PR #10, opened 2024-08-21
Add fast follows for first full run

dfsnow:
This PR bundles a few small fixes resulting from our first full Spark extraction.


src/submit_jobs.py
```diff
@@ -20,7 +20,7 @@
 # Default values for jobs, used per job if not explicitly set in the job's
 # input JSON. CUR and YEAR values are used for partitioning and filtering
 # if they are set
-DEFAULT_VAR_MIN_YEAR = 1999
+DEFAULT_VAR_MIN_YEAR = 1800
```
dfsnow, line 23: There are tables with `taxyr` as early as 1900, so we want the unbounded case (where `min_year` is NULL) to capture those earliest records.

src/utils/aws.py
```diff
@@ -99,6 +99,9 @@ def upload_logs_to_cloudwatch(
                         }
                     )
 
+            # Sort log events by timestamp
+            log_events.sort(key=lambda event: event["timestamp"])
```
dfsnow, line 103: With both Spark and Python writing to the same log file, we sometimes get timestamps that are slightly out of order. When that happens, CloudWatch throws an error on upload. This orders all log records to prevent that.

src/utils/spark.py
```diff
@@ -173,7 +174,8 @@ def get_filter(self) -> str | None:
         """
         filter = []
         if self.taxyr:
-            filter.append(f"taxyr IN ({', '.join(map(str, self.taxyr))})")
+            min_year, max_year = self.taxyr[0], self.taxyr[-1]
+            filter.append(f"taxyr BETWEEN {min_year} AND {max_year}")
```
dfsnow, line 178: Using BETWEEN instead of IN makes for cleaner logs, is probably faster, and yields the same query results.

src/utils/spark.py
```diff
@@ -261,6 +263,12 @@ def read(self) -> None:
                     field.name, df[field.name].cast(DecimalType(10, 0))
                 )
 
+        # Add a timestamp column to the data to track when it was loaded
+        df = df.withColumn(
+            "loaded_at",
+            date_format(current_timestamp(), "yyyy-MM-dd HH:mm:ss.SSS"),
+        )
+
```
dfsnow, line 271: I somehow dropped the `loaded_at` column in an earlier PR, but we need it for dbt source freshness tests and for parity with sqoop.

jeancochrane (approved):
Looks great!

**Problem to solve**
Go through the data above and copy each line in which "values" appears.

**Output**
 # Default values for jobs, used per job if not explicitly set in the job's
 # input JSON. CUR and YEAR values are used for partitioning and filtering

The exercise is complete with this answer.